Problem: The lines to copy are those with "Create" in them. Pull each one from the entries below.

The data:
PR #1412, opened 2024-07-12
Fix/remove edit team modals

noah-paige:
### Feature or Bugfix

- Bugfix

### Detail
- Originally - we were opening up a modal per TeamRow for EnvironmentTeam and OrganizationTeam Tables whenever we wanted to edit or remove a singular team
  - For delete team in specific there was a bug when 1 team was removed another modal remained asking to remove a separate team from the environment (not the one user clicked on)

- This PR ensures that the Edit Team Modal or Remove Team Modal only opens for the particular team clicked on and not for any other for both EnvTeams and OrgTeams (prevents the above from happening)
  - This design is in line with how modal showing is handled with consumption Roles for Envs as well

### Relates
N/A

### Security

  - Is the input sanitized?

### DIFF
--- a/frontend/src/design/components/DeleteObjectWithFrictionModal.js
+++ b/frontend/src/design/components/DeleteObjectWithFrictionModal.js
@@ -95,6 +95,7 @@ export const DeleteObjectWithFrictionModal = (props) => {
               variant="contained"
               onClick={() => {
                 deleteFunction(deleteFromAWS);
+                setConfirmValue(null);
               }}
             >
               Delete
--- a/frontend/src/modules/Organizations/components/OrganizationTeams.js
+++ b/frontend/src/modules/Organizations/components/OrganizationTeams.js
@@ -45,29 +45,22 @@ import {
   OrganizationTeamInviteForm
 } from '../components';
 
-function TeamRow({ team, permissions, organization, fetchItems }) {
+function TeamRow({
+  team,
+  permissions,
+  organization,
+  fetchItems,
+  handleDeleteGroupModalOpen,
+  handleDeleteGroupModalClosed,
+  handlePermissionsModalOpen,
+  handlePermissionsModalClose,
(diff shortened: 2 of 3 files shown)


dlpzx:
Tested with 4 groups invited to an Environment and it works fine!

frontend/src/design/components/DeleteObjectWithFrictionModal.js
```diff
@@ -95,6 +95,7 @@ export const DeleteObjectWithFrictionModal = (props) => {
               variant="contained"
               onClick={() => {
                 deleteFunction(deleteFromAWS);
+                setConfirmValue(null);
```
dlpzx, line 98: I am not sure why this is needed; so it seems to be preventing that the next time the delete confirmation modal opens the confirm value is the target, but doesn't it get the null value from `const [confirmValue, setConfirmValue] = useState(null);` when it gets re-rendered?

frontend/src/modules/Organizations/components/OrganizationTeams.js
```diff
@@ -155,7 +155,7 @@ function TeamRow({ team, permissions, organization, fetchItems }) {
               objectName={team.groupUri}
               onApply={() => handleDeleteGroupModalClosed()}
               onClose={() => handleDeleteGroupModalClosed()}
-              open={isDeleteGroupModalOpen}
+              open={isDeleteGroupModalOpenId === team.groupUri}
```
dlpzx, line 158: very ingenious

dlpzx (approved):

frontend/src/design/components/DeleteObjectWithFrictionModal.js
noah-paige: I imagine the modal hides but is not re-rendered if you removed 2 groups in succession - so confirmValue never reset anywhere previously

PR #1424, opened 2024-07-22
Add Redshift datasets module

dlpzx:
### Feature or Bugfix
- Feature

### Detail
The design is up-to-date in the issue https://github.com/data-dot-all/dataall/issues/955 as well as next steps

### Relates
- #955 

### Security

  - Is the input sanitized?


dlpzx:
Redshift connection unit tests are running :) 
image

dlpzx:
## Testing locally
- Creation of invalid connections - wrong cluster id
- Creation of invalid connections - wrong namespace
- Creation of invalid connections - wrong workgroup
- Creation of invalid connections - wrong database
- Creation of invalid connections - database that cannot be accessed by this connection
- Creation of cluster connection with secret arn
- Creation of cluster connection with db user
- Creation of serverless connection with secret arn
- List all connections
- Delete a connection
- Import dataset with no tables (for each type of connection)
- Import dataset with some tables (for each type of connection)
- Add tables to a dataset (for each type)
- Delete a table
- Overview tab of dataset view
- Tables tab of dataset view
- Overview tab of tables view
- Columns tab of tables view
- Delete Dataset
- List Datasets
- List items in the Catalog: share request disabled
- Complimentary functions: glossary, terms, votes, feed

dlpzx:
How to test the PR @noah-paige @petrkalos 
1. Create cluster provisioned and/or serverless in a data.all environment account
2. Go to the Query editor
3. Create tables (check this [workshop](https://catalog.us-east-1.prod.workshops.aws/workshops/9f29cdba-66c0-445e-8cbb-28a092cb5ba7/en-US/lab1)  step 2
4. Create user, you can use the command: `CREATE USER "username" PASSWORD 'password';
5. `grant select on all tables in schema public to username;`
6. Store the user creds in a Secret in secrets manager - check this [ instructions ](https://docs.aws.amazon.com/redshift/latest/mgmt/redshift-secrets-manager-integration.html)- on top of the redshift tag, the secret needs to be tagged with `dataall` = `True`

dlpzx:
I have reviewed the design and there is one opportunity to simplify the user experience for the creation of Redshift Connections. @noah-paige @petrkalos 

### Current implementation
For Provisioned Redshift - input =  cluster-id
For Serverless cluster - input =  workgroup + namespace-id (we verify that the workgroup belongs to the namespace)

I verified and workgroup names must be unique in the account/region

Exercise result:
1. Create cluster provisioned and/or serverless in a data.all environment account
3. Create tables (check this [workshop](https://catalog.us-east-1.prod.workshops.aws/workshops/9f29cdba-66c0-445e-8cbb-28a092cb5ba7/en-US/lab1)  step 2
4. Create user, you can use the command: `CREATE USER "username" PASSWORD 'password';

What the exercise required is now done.